Apple Montessori Blog

Teaching by Example: Grace, Courtesy and Compassion

teaching-example-grace-courtesy-compassion

When you think of preschool for your child one of the biggest topics that comes to mind is academics. What lessons does my child get? When can I expect him or her to learn math or how to read? Show me the work my child has accomplished. All these are important, but at Apple Montessori we place equal emphasis on life skills; skills that your child will benefit from and use now and far into the future.

Concentration, self-motivation, curiosity, time management, personal responsibility, respect for self and others, teamwork, and conflict resolution are just a few of the essential skills we actively teach. All schools are looking for these traits in their students and probably talk about them or hope to instill them through literature, the arts, and so on. The key word in that sentence is “hope.” We don’t just hope our students passively learn these skills, we actively teach them and incorporate them into every other piece of work or activity your child participates in.

We begin in the youngest classrooms with lessons in grace and courtesy. You see one of these lessons every time your child’s teacher shakes your child’s hand and they look each other in the eye. This is how we greet people or say good-bye and it is an important skill at any job interview. In the classroom there is only one of any game or material. Children learn that they may not grab from or interrupt the child who might be using it at the moment. They learn to wait. When the working child is finished with the work, he or she wipes up any spills, returns all the pieces to the box, replenishes any paper or other item that was used, and returns the material to its proper place on the shelf. Why? So the next child can find it, in perfect condition, and use it appropriately. Personal responsibility and respect for others – wrapped up in every piece of work in the room!

Our peace education and character development lessons directly teach many of our grace and courtesy lessons. For example, the “Road of Peace” and the “Road of Difficulty” lesson gives children vocabulary and concrete activities to get in touch with their own feelings and those of their peers. Perhaps their friend is less than kind today. He or she might be travelling the Road of Difficulty (for whatever reason). From this lesson, the children learn empathy and are encouraged to help this friend find his or her way back to the Road of Peace so that conflicts, hurt feelings, resentment, and other negative emotions can be worked through.

Walking the line, sitting on the line, pushing a chair in – so no one trips – carrying work carefully – so as to not bump anyone or anything, walking around work rugs, offering to help someone who needs a shoe tied or a coat zipped, having a conversation at the snack table or during lunch, are all designed to teach, reinforce, and provide children with plenty of opportunities to practice their grace and courtesy skills.
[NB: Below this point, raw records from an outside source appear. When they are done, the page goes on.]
PR #16587, opened 2023-01-24
fix broken(anchor) links

rahulpandey70:

### DIFF
--- a/engine/index.md
+++ b/engine/index.md
@@ -74,9 +74,9 @@ For more details, see
     <div class="col-xs-12 col-sm-12 col-md-12 col-lg-4 block">
       <div class="component">
         <div class="component-icon">
-          <a href="/config/pruning/"><img src="/assets/images/engine-pruning.svg" alt="A pair of scissors" width="70px" height="70px"></a>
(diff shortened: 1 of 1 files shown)


dvdksn:
This change seems to break the links rather than fix them. Can you please describe what issue you've observed?

rahulpandey70:
When i click on prune link, it says page not found(The 'docker/docs' repository doesn't contain the 'config/pruning' path in 'main'.)

thaJeztah:
> When i click on prune link, it says page not found(The 'docker/docs' repository doesn't contain the 'config/pruning' path in 'main'.)

Were you viewing the page on GitHub or on docs.docker.com? If it's on GitHub, then that's probably expected; some of the pages linked to are downloaded while the docs are built and rendered, and cannot he viewed on GitHub; in some other cases we cannot link to the markdown (in this case, the link is a HTML link, which doesn't get converted by our static site builder)

rahulpandey70:
Okay i got it. Now I'm closing PR

thaJeztah:
Thanks! And sorry for the confusion. Perhaps we can fix some of this to make it work on GitHub as well (but we'd have to look into that)

rahulpandey70:
Thanks for the consideration @thaJeztah, If you want to look into that which broken link i'm talking about. Please go this path https://github.com/docker/docs/blob/main/engine/index.md

PR #17044, opened 2023-04-05
Update 07_multi_container.md

Ativerc:
### Proposed changes

In line 198: Made it much more clearer about the CWD from where the `docker run` command needs to be run.

In this article, the commands for setting up the `to-do` docker network, running the `mysql` container and finding its IP can be run from any CWD. 

However, the `docker run` command here needs to be specifically run from `getting-started/app` directory. I know this is implied but I just came upon this article while googling and it's better to be explicit about these things than being implicit.


craig-osterhout (approved):
Thank you @Ativerc, LGTM.

PR #17063, opened 2023-04-07
scout: add consistent banners for "early access"

thaJeztah:
Docker Scout is in early access, but some parts of the documentation (reference docs) did not contain a banner for this.

This patch:

- Changes the "note" to "early access" (just a minor improvment)
- Adds banners to all the CLI reference pages
- Adds (Early Access) in the CLI reference navigation (TOC)

Banners now use "early access" as heading, instead of the blanket "note"

Before:

Screenshot 2023-04-07 at 15 25 19

After:

Screenshot 2023-04-07 at 15 25 07

The CLI reference docs now has "(Early Access)" in the TOC, and pages have a "Early Access" banner;

Screenshot 2023-04-07 at 15 27 23
Screenshot 2023-04-07 at 15 27 57

### DIFF
--- a/engine/reference/commandline/scout.md
+++ b/engine/reference/commandline/scout.md
@@ -10,4 +10,7 @@ in the source repository on GitHub:
 
 https://github.com/docker/scout-cli-plugin
 -->
+
+{% include scout-early-access.md %}
+
 {% include cli.md datafolder=page.datafolder datafile=page.datafile %}
--- a/engine/reference/commandline/scout_compare.md
+++ b/engine/reference/commandline/scout_compare.md
@@ -10,4 +10,7 @@ in the source repository on GitHub:
 
 https://github.com/docker/scout-cli-plugin
 -->
+
+{% include scout-early-access.md %}
+
 {% include cli.md datafolder=page.datafolder datafile=page.datafile %}
--- a/_data/toc.yaml
+++ b/_data/toc.yaml
@@ -619,7 +619,7 @@ reference:
       title: docker run
     - path: /engine/reference/commandline/save/
       title: docker save
-    - sectiontitle: docker scout
+    - sectiontitle: docker scout (Early Access)
       section:
       - path: /engine/reference/commandline/scout/
         title: docker scout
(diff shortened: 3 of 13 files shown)


amyb12345:
These changes LGTM

engine/reference/commandline/scout.md
```diff
@@ -10,4 +10,14 @@ in the source repository on GitHub:
...
 -->
+
+> **Early Access**
+>
+> Docker Scout is an [early access](../../../release-lifecycle.md#early-access-ea)
+> product, and requires a Docker Pro, Team, or Business subscription.
+>
+> If you're interested in Docker Scout for your organization and want to
+> learn more, get in touch by filling out the contact form on the
+> [Docker Scout product page](https://docker.com/products/docker-scout){: target="_blank" rel="noopener" }.
```
crazy-max, line 21: Can we have an include for this to avoid dedup?

thaJeztah: Yeah, I was considering for a bit; it was already duplicated, and there was still some discussion if the "cli" and "scout" (as a whole) have the same stability (early access / beta), so I decided to (for now) just copy/paste.

Let me know if you feel strongly about that; I can update.

thaJeztah: Let me have a quick look at making a include

crazy-max (approved):

engine/reference/commandline/scout_compare.md
```diff
@@ -10,4 +10,7 @@ in the source repository on GitHub:
 
 https://github.com/docker/scout-cli-plugin
 -->
+
+{% include scout-early-access.md %}
+
```
mikeparker, line 15: @thaJeztah did you see the comment above this saying this file is auto generated? Just checking this isn't going to get removed automatically at some point in the future.

thaJeztah: @mikeparker ah, yes, I guess the comment is slightly ambiguous on these; so the markdown "stub" files themselves are not automatically generated, but the content is generated from YAML files (https://github.com/docker/docs/tree/c0402932ca01a11eb663080191ba5f4b7e9194dd/_data/scout-cli) combined with a template.

So unless scout also generates the stubs, I think we're good 👍

PR #17064, opened 2023-04-07
redirect: add /go link for Compose v1 EOL

milas:
### Proposed changes
Add a `/go` link for Compose v1 EOL info.

Redirecting to the "Evolution of Compose" page for the moment. We will probably adjust this page once Compose V1 is removed from Docker Desktop in a couple months.

### Related issues (optional)
* #16641 (Compose v1 EOL banner in docs)

### DIFF
--- a/_redirects.yml
+++ b/_redirects.yml
@@ -105,6 +105,8 @@
   - /go/deprecated/
 "/engine/reference/commandline/cli/#experimental-features":
   - /go/experimental/
+"/compose/compose-v2/":
+  - /go/compose-v1-eol/
 "/config/formatting/":
   # Instructions on using Go templates to format CLI output with --format
   - /go/formatting/


_redirects.yml
```diff
@@ -105,6 +105,8 @@
   - /go/deprecated/
 "/engine/reference/commandline/cli/#experimental-features":
   - /go/experimental/
+"/compose/compose-v2":
```
thaJeztah, line 108: oh! almost missed that (and we should have validation for this); could you add a trailing `/`? (I _think_ otherwise there will be a double redirect. `/go/compose-v1-eol/ -> /compose/compose-v2 -> /go/compose-v1-eol/`

thaJeztah (approved):
LGTM!

PR #17068, opened 2023-04-08
Fix terminology about container creation

nicomwong:
### Proposed changes

Change terminology from "start" to either "run" or "create" as it relates to the `docker run` command which basically performs `docker create` then `docker start`. The usage of "start" in this part of the getting-started tutorial particularly creates confusion since starting a docker container would imply it already exists and was at some point either not started or it had stopped. I am confident that the authors intend to say that upon container creation, file state is not retained, rather than start.

Further, the author(s) may have become confused themselves, seeing by the usage of "restarts" in the following sentence from the documentation:
>If we mount that same directory across container restarts, we'd see the same files.


nicomwong:
Looks like there are further terminology fixes needed in the steps of the "Persisting our Todo Data" section.

craig-osterhout:
Thank you @nicomwong. It looks like there are some conflicts. If you can resolve those, I can get this merged.

Issue #14464, opened 2022-03-29
doc improvement suggestion


nankingrider:
[network/network-tutorial-overlay.md](https://docs.docker.com/network/network-tutorial-overlay/)

HI, the content below this title "Communicate between a container and a swarm service[🔗](https://docs.docker.com/network/network-tutorial-overlay/#communicate-between-a-container-and-a-swarm-service)"

has nothing to do with it ... maybe a mislocation, please check
thanks . !

craig-osterhout:
Thanks for sharing the issue. Closing as duplicate of https://github.com/docker/docker.github.io/issues/8387

Issue #9074, opened 2019-07-17
"Communicate between a container and a swarm service" needs to be updated.  It is a duplicate of the bridge.


zkSNARK:
[network/network-tutorial-overlay.md](https://docs.docker.com/network/network-tutorial-overlay/)

Mikuu:
+1

pluckhuang:
the same #9046

DavidSonoda:
Please fix this as soon as possible. 

I looked for this tutorial for a long time and when I finally found it here it's just not related to the 'Communication between a container and a swarm service' at all. Does anyone have the correct tutorial?

craig-osterhout:
Thanks for sharing the issue. Closing as duplicate of https://github.com/docker/docker.github.io/issues/8387

Issue #8387, opened 2019-03-01
The heading says communicate between swarm service and standalone container but explanation is for communication between two standalone containers


wlmpoc:
[network/network-tutorial-overlay.md](https://docs.docker.com/network/network-tutorial-overlay/)

wlmpoc:
https://docs.docker.com/network/network-tutorial-overlay/#communicate-between-a-container-and-a-swarm-service

This mainly explains about running two alpine Linux containers attached to default bridge network with the ping <hostname> and ping <ip address> outputs.

Please update this with an example for standalone container and swarm service

Thanks
Sathya

eeechoo:
same problem.
It's sad when read the official doc to learn docker network and find there are problems in the doc.

Issue #7534, opened 2018-10-18
Remove section of Overlay Networking Tutorial


tduval:
[network/network-tutorial-overlay.md](https://docs.docker.com/network/network-tutorial-overlay/)

The last section of the page (_Communicate between a container and a swarm service_) is unrelated to the Overlay Networking and is a duplicata of the Bridge Network Tutorial.

craig-osterhout:
Thanks for sharing the issue. Closing as duplicate of https://github.com/docker/docker.github.io/issues/8387

PR #17071, opened 2023-04-08
fix: Fix incorrect information in Communicate between a container and…

### LINKED ISSUE #15384: Wrong content under Communicate between a container and a swarm service
[network/network-tutorial-overlay.md](https://docs.docker.com/network/network-tutorial-overlay/)

Under section, Communicate between a container and a swarm service

The details show only communication among containers in a bridge network and does not show communication of container to Service (overlay network), please check. thanks !

vashian:
… a swarm service section #8387

[network/network-tutorial-overlay.md](https://docs.docker.com/network/network-tutorial-overlay/)

Under the section, Communicate between a container and a swarm service

The details show only communication among containers in a bridge network and do not show communication of container to Service (overlay network)

  Refer to related PRs or issues:

  Closes #15384, #14464, #7534, #9074

### DIFF
--- a/network/network-tutorial-overlay.md
+++ b/network/network-tutorial-overlay.md
@@ -433,203 +433,76 @@ example also uses Linux hosts, but the same commands work on Windows.
 
 ## Communicate between a container and a swarm service
 
-In this example, you start two different `alpine` containers on the same Docker
-host and do some tests to understand how they communicate with each other. You
-need to have Docker installed and running.
+In order to communicate between a container and a swarm service in Docker, you can use Docker's built-in networking functionality. Docker provides a default overlay network called **ingress** that allows containers to communicate with each other and with swarm services.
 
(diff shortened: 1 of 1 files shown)


thaJeztah:
Hm... looking at that example, I feel like that example (but need to check) on itself may be good, but somehow ended up in the wrong section.

I see that example was added (or moved from elsewhere) in https://github.com/docker/docs/commit/a8e84a80e1b9968b55d3487bbfef0a98bcd5c5a4, which was part of some large rewrite of the networking  section;

- https://github.com/docker/docs/pull/5936


Perhaps we need to look if the existing example could be (should be) used elsewhere, and then indeed have an example that illustrates how to run a "regular" (non-swarm) container, and attach it to a overlay network (that has the `--attachable` option set) 🤔 


/cc @dvdksn @akerouanton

Even in the toddler room the children say please and thank you, take turns handing out napkins, wait for their turn, and politely ask for “more please” all during just one activity – food tasting. At the slide or trampoline you will notice pieces of red tape on the floor. We call these “visible rules.” They help these little ones remember to wait for their turn and to respect the child who is currently sliding or jumping. Even at this young age, the children quickly and joyfully return their work to the shelf when they are finished.

As children move into the elementary years grace and courtesy is still paramount. Morning meeting gives all children a turn to lead and a turn to participate. The children share news or ideas with their peers respectfully and begin to learn how to listen and wait to speak until the other person has finished. Working together on materials and projects build teamwork and cooperation as well as respect for the particular talents or skills of a peer. Most group projects require the children to decide amongst themselves who will take notes, draw illustrations, speak to the audience, or take on other tasks while considering the talents each child brings to the group.

Children learn best through repetition. Doing something over and over creates a habit. We work hard to help your child turn lessons in grace and courtesy into lifelong habits from the very beginning. We’re so proud of these confident, personable, and respectful young men and women. They truly shine.